EXERCISE DIRECTIONS >> Copy all of the records below verbatim.

DATA SECTION: Begin

PR #4965, opened 2022-01-22
Make unit group rank be in math mode in nf search pages

jwj61:
On the number field search pages, if you add unit rank as a display column, it was not in math mode even though it is just an integer.  This puts it in math mode like other integers in the search columns.

Seeing it involves clicking to show the extra columns, so a single url can't do it, but any number field search should do.


roed314:
FYI, you can include the displayed columns in a url, like this: https://blue.lmfdb.xyz/NumberField/?hst=List&search_type=List&showcol=unit_rank.  But the url only changes when you hit "Search again".

PR #48, opened 2019-04-15
Add release script

garagatyi:
### What does this PR do?
Release script adds git tag and pushes containers images to Dockerhub.
Note that this script creates ugly entry like this https://github.com/eclipse/che-plugin-broker/releases/tag/v0.15.1
But we can create nice looking release like this https://github.com/eclipse/che-plugin-broker/releases/tag/v0.15.2 manually on Github repo release view https://github.com/eclipse/che-plugin-broker/releases

### DIFF
--- a/.ci/release.sh
+++ b/.ci/release.sh
@@ -2,6 +2,15 @@
 
 set -e
 
+if [ -z "${GITHUB_TAG}" ]; then
+  echo "Variable GITHUB_TAG is missing"
+  exit 1
+fi
+if [ -z "${IMAGE_TAG}" ]; then
+  echo "Variable IMAGE_TAG is missing"
+  exit 1
+fi
+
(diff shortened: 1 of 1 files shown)


.ci/release.sh
```diff
@@ -0,0 +1,25 @@
...
+
+# create and push new tag
+git tag $GITHUB_TAG
+git push origin $GITHUB_TAG
+
+# checkout to new tag
+git checkout $GITHUB_TAG
+
+# Unified Plugin Broker
+docker build -t eclipse/che-unified-plugin-broker:${IMAGE_TAG} -f ${ROOT_DIR}/build/unified/Dockerfile ${ROOT_DIR}
```
riuvshin: I would add checks for `IMAGE_TAG` and `GITHUB_TAG ` and fail if these are not set, this will protect this script from being executed locally with not ENVs set

garagatyi: Done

DATA SECTION: End

ANSWER BOX >>
PR #4965, opened 2022-01-22
Make unit group rank be in math mode in nf search pages

jwj61:
On the number field search pages, if you add unit rank as a display column, it was not in math mode even though it is just an integer.  This puts it in math mode like other integers in the search columns.

Seeing it involves clicking to show the extra columns, so a single url can't do it, but any number field search should do.


roed314:
FYI, you can include the displayed columns in a url, like this: https://blue.lmfdb.xyz/NumberField/?hst=List&search_type=List&showcol=unit_rank.  But the url only changes when you hit "Search again".

PR #48, opened 2019-04-15
Add release script

garagatyi:
### What does this PR do?
Release script adds git tag and pushes containers images to Dockerhub.
Note that this script creates ugly entry like this https://github.com/eclipse/che-plugin-broker/releases/tag/v0.15.1
But we can create nice looking release like this https://github.com/eclipse/che-plugin-broker/releases/tag/v0.15.2 manually on Github repo release view https://github.com/eclipse/che-plugin-broker/releases

### DIFF
--- a/.ci/release.sh
+++ b/.ci/release.sh
@@ -2,6 +2,15 @@
 
 set -e
 
+if [ -z "${GITHUB_TAG}" ]; then
+  echo "Variable GITHUB_TAG is missing"
+  exit 1
+fi
+if [ -z "${IMAGE_TAG}" ]; then
+  echo "Variable IMAGE_TAG is missing"
+  exit 1
+fi
+
(diff shortened: 1 of 1 files shown)


.ci/release.sh
```diff
@@ -0,0 +1,25 @@
...
+
+# create and push new tag
+git tag $GITHUB_TAG
+git push origin $GITHUB_TAG
+
+# checkout to new tag
+git checkout $GITHUB_TAG
+
+# Unified Plugin Broker
+docker build -t eclipse/che-unified-plugin-broker:${IMAGE_TAG} -f ${ROOT_DIR}/build/unified/Dockerfile ${ROOT_DIR}
```
riuvshin: I would add checks for `IMAGE_TAG` and `GITHUB_TAG ` and fail if these are not set, this will protect this script from being executed locally with not ENVs set

garagatyi: Done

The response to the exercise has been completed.